The Terminator, released in 1984, wasn’t the first or the last to explore the Frankenstein theme – that we will create the machines that will lead to our destruction or enslavement, ranging from Battlestar Galactica, where the Cylons, a race of robots created by humans almost wiped out the human race, to Dune, set in a world where artificial intelligence had once enslaved humanity, but was saved by a “rebellion”.

This trope has become so common that we now even have a term for it – the “robot apocalypse”, which is seen by many technologists like Elon Musk and others to be more likely than the also much touted “zombie apocalypse”. Still, this isn’t the only vision for robots to come from science fiction – in fact, one of the laws of robotics put forth by sci fi visionary Isaac Asimov was that “a robot shall not harm a human”.
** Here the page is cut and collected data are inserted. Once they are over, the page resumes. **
PR #1280, opened 2024-02-20
Implemented ratchets on midi clips, kit rows, unsynced rate, and stopped playback

soymonitus:
Before, you were only allowed to do ratchets on internal synth clips, and only if playback was engaged, and if arp rate was synced. Now it works in all other possible situations:
- Playing live notes on the audition pads with playback stopped
- Unsynced rate
- Kit rows
- Midi clips (which will output all the individual ratchet notes to your external synth!)


soymonitus:
@seangoodvibes could you review this? Mark can't do it for a while

src/deluge/modulation/arpeggiator.cpp
```diff
@@ -138,13 +133,13 @@ void ArpeggiatorForDrum::noteOff(ArpeggiatorSettings* settings, ArpReturnInstruc
 	}
 
 	arpNote.velocity = 0; // Means note is off
+	reset();
```
sapphire-arches, line 136: What's the purpose of this reset?

src/deluge/modulation/arpeggiator.cpp
```diff
@@ -647,57 +662,62 @@ void ArpeggiatorBase::render(ArpeggiatorSettings* settings, int32_t numSamples,
...
 	}
 
+	uint32_t gateThresholdSmall = gateThreshold >> 8;
+
 	if (isRatcheting) {
 		// shorten gate in case we are ratcheting (with the calculated number of ratchet notes)
 		gateThresholdSmall = gateThresholdSmall >> ratchetNotesMultiplier;
 	}
 
+	uint32_t maxGate = 16777216;
```
sapphire-arches, line 694:
```suggestion
	uint32_t maxGate = 1 << 25;
```

make sure I got the shift amount right, but i think that's clearer.

soymonitus: It is 1<< 24. If you can edit your proposal so i can confirm it

soymonitus: Fixed

src/deluge/modulation/arpeggiator.cpp
soymonitus: Oh i see what you mean, that function does nothing here. Removed.

soymonitus:
Changes ready @sapphire-arches

PR #1282, opened 2024-02-21
Refactor to explicitly return ErrorType

stellar-aria:
Now that we have a proper enum (ErrorType) for errors instead of macro definitions, functions that were previously returning errors typed as `int`/ `int32_t` can be properly refactored to return `ErrorType`

### DIFF
--- a/src/deluge/gui/ui/browser/browser.cpp
+++ b/src/deluge/gui/ui/browser/browser.cpp
@@ -90,7 +90,7 @@ bool Browser::opened() {
 bool Browser::checkFP() {
 	FileItem* currentFileItem = getCurrentFileItem();
 	String filePath;
-	int32_t error = getCurrentFilePath(&filePath);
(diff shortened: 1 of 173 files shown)


src/deluge/gui/ui/browser/browser.cpp
```diff
@@ -826,13 +826,13 @@ int32_t Browser::arrivedInNewFolder(int32_t direction, char const* filenameToSta
...
-	return NO_ERROR;
+	return Error::NONE;
 }
 
 // You must set currentDir before calling this.
-int32_t Browser::getUnusedSlot(OutputType outputType, String* newName, char const* thingName) {
+Error Browser::getUnusedSlot(OutputType outputType, String* newName, char const* thingName) {
 
-	int32_t error = 0;
+	Error error;
```
m-m-adams, line 835: should this be initialized?

PR #1305, opened 2024-02-23
Make number of count-in bars configurable

pmatila:
First-time contributor to Deluge here (Turre on Discord), so apologies if I've missed something in the community protocol.

As for the feature: I don't know how people get by with just one bar of count-in :flushed: Except for very slow songs, I need that two bars to get my hands in position and stuff. Maybe everybody else just uses a foot-switch to control :smile: Anyway, this changes the on/off toggle into an integer-with-off, allow up to four bars of count-in.

I repurposed the count-in enabled toggle for the purpose because this should be entirely backwards compatible and so adding a separate value for the number of bars seemed silly waste of a perfectly good byte to me :smile:

I was a bit surprised IntergerWithOff renders the off-state with a zero, "Off" would seem more appropriate in at least this case. I can add that to the PR if that would be preferred.

For simplicity's sake I just made the countdown ticks a multiply of the bars, a fancier way could be counting down bars and ticks separately.


sapphire-arches:
Hi! Sorry it took so long to review this.

Looks like the format check is cranky, you can run `./dbt format` to run a clang-format pass that should match CI. Otherwise, this change LGTM.

pmatilai:
Oh, I didn't realize 'dbt format' was a thing, and a thing you're supposed to run. Maybe something to put into CONTRIBUTING.md. Anyway, formatted (one of my includes wasn't in alphabetical order) and rebased. 

I actually consider this a rather speedy review, no worries on that front. Thanks for the review!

Rosie the Robot is still "aspirational" for today's robot designers

Perhaps among the most helpful robots in popular media was Rosie, the robot maid with the Brooklyn accent in the Jetsons (which aired in 1962). Rosie has, in a way, stood as both a pioneer and promise for how robots can help humans. Just as machines were helping to automate certain tasks that were too dangerous for humans, Rosie could be an aspirational roadmap for human helpers, taking away the daily chores of the housewife for ordinary families (and the housemaid for wealthier families), taking care of the cleaning and washing.

Although she had wheels, she was an example of an anthropomorphic robot, one that was shaped more or less like a human, a model which would be followed by a lot of science fiction but not in the real world – at least not yet.

At the far end of the Anthropomorphic scale are the androids from Blade Runner, based on the Philip K. Dick Novel, Do Androids Dream of Electric Sheep. In Blade Runner, They were designed by the Tyrell corporation (whose motto was famously “more human than human”) and were limited to working in Outer Space and environments that were too dangerous. Each “model” had certain strengths – including Roy Batty (played by Rutger Hauer, the leader of the group) and Pris (Darryl Hannah), who was the “pleasure model”. As social gender roles were opened up, the 2001 movie, AI, directed by Stephen Spielberg, had Jude Law as a male “gigolo robot” who could satisfy any female (or I would assume, male) customer, complete with romantic music that could be turned “on” to well, turn the customer on.

A Quick History Leading to our Robotic future: Partners, Slaves or Masters?

As we look to a robot future, it’s perhaps appropriate to ask a question that John Markoff explores in his recent book, Machines of Loving Grace: “Will robots be partners, slaves, or our masters?” Of course, the reality is that we are nowhere near Robots being either partners or masters, since they are still “machines” that might do our bidding. Let’s take a quick history lesson on modern robots.

Funded by DARPA and developed at SRI, Shakey was the precursor to many of today's robots

• Shakey the Robot – The first autonomous robot was funded by the Pentagon and called “Shakey the robot”, complete with wheels and a monitor. It was built by the engineers at SRI and was featured in Life Magazine in 1970 as the first “electronic person”, which gave the impression that the robot was much further along than it really was. In reality, though Shakey was a long way away from Rosie. Shakey was a bit of a disappointment, particularly in mobility, and it would fail often, having trouble getting around. around. Like the eponymously named ‘Robot” in Lost in Space, Shakey had wheels and was human sized, though not exactly anthropomorphic. Though the project itself didn’t meet the needs of the Pentagon to send in autonomous agents into “hostile territory” (it could barely navigate the halls of SRI), there were a number of breakthroughs that started with Shakey that still impact us today – the shortest route mapping algorithms used today were developed for Shakey.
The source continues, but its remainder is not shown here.